Steps toward delisting
Recovery actions offered in the draft Recovery Plan include site-specific interventions. Areas prioritized to minimize stressors such as noise and development would be within the four-mile radius of an active lek, according to the plan.
The draft recommends improving public awareness, offering incentives and resources to conserve and improve habitat quality and quantity and better data collection. Recovery actions include relocating Gunnison Basin birds to other populations which have enough habitat to sustain them, and conserving existing habitats by improving management plans.
Finally, delisting the bird was defined during last week’s meeting. Once a species is delisted, Vendramel said a community must decide if it wants to maintain measures which have resulted in recovery.

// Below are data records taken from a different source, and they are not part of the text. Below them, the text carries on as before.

PR #594, opened 2026-01-14
Refactor GOV.UK backoffice views

sussexrick:
## Context for this PR

## Scope of this PR

Backoffice views for GOV.UK components have already been migrated to Umbraco 17, but this does another sweep over all of them to pick up a few issues:

- More `label` settings have gone from Angular syntax like `{{...}}` to empty strings. This is just removing obsolete code, because the label is never visible when there's a backoffice preview.
- Views use built-in Umbraco TypeScript types where possible rather than custom ones.
- Restoring the v13 feature where you can click anywhere in a preview to edit the block content, rather than just on the tiny edit icon.

- TypeScript

```cmd
npm install
npm run build
```

This will compile the TypeScript, and then use Vite to publish the output under the `wwwroot/App_Plugins/ThePensionsRegulator.GovUk.Frontend.Umbraco` folder.

## Out-of-scope for this PR

Everything else. 

- .NET code builds
- .NET tests pass

Otherwise you can expect:
- TPR blocks still appear just as a rectangle with the name of the block
- build warnings
- outdated documentation

Also coming later: 

### DIFF
--- a/GovUk.Frontend.Umbraco.ExampleApp/uSync/v17/DataTypes/GOVUKBlockGrid.config
+++ b/GovUk.Frontend.Umbraco.ExampleApp/uSync/v17/DataTypes/GOVUKBlockGrid.config
@@ -420,7 +420,7 @@
       "settingsElementTypeKey": "b4bca409-19d8-460d-9155-6b84fc90e820",
       "view": "~/App_Plugins/GOVUK/blocks/views/GovUkSelectPreview.html",
       "stylesheet": "~/css/govuk-umbraco-backoffice.css",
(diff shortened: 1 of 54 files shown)


ZebSadiq:
Things generally work fine. I have an observation / suggestion and wondering what you think.

The details component shows all of the sections minimised in edit mode. The user has to click on the component to see the text. Would it be more useful to the editors to see all of the sections expanded instead?
image

ZebSadiq (approved):

sussexrick:
Good suggestion. As you've approved I'll merge now, and include that change in the next PR.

“Delisting is the Fish and Wildlife using a biological rationale to say, ‘This species does not need the protection of the ESA,’” said Vendramel, noting that when targets are achieved the federal agency exits the picture.
Still, she questioned whether communities would have the will to keep a species such as the grouse from being relisted.
“We’ve reached a threshold,” she said of the situation that exists when targets are met. “Does a community want to stay above that threshold?”
Recovery Implementation Strategy workshops are scheduled throughout the bird’s population area in January. The final draft of the Recovery Plan is slated for approval in October 2020.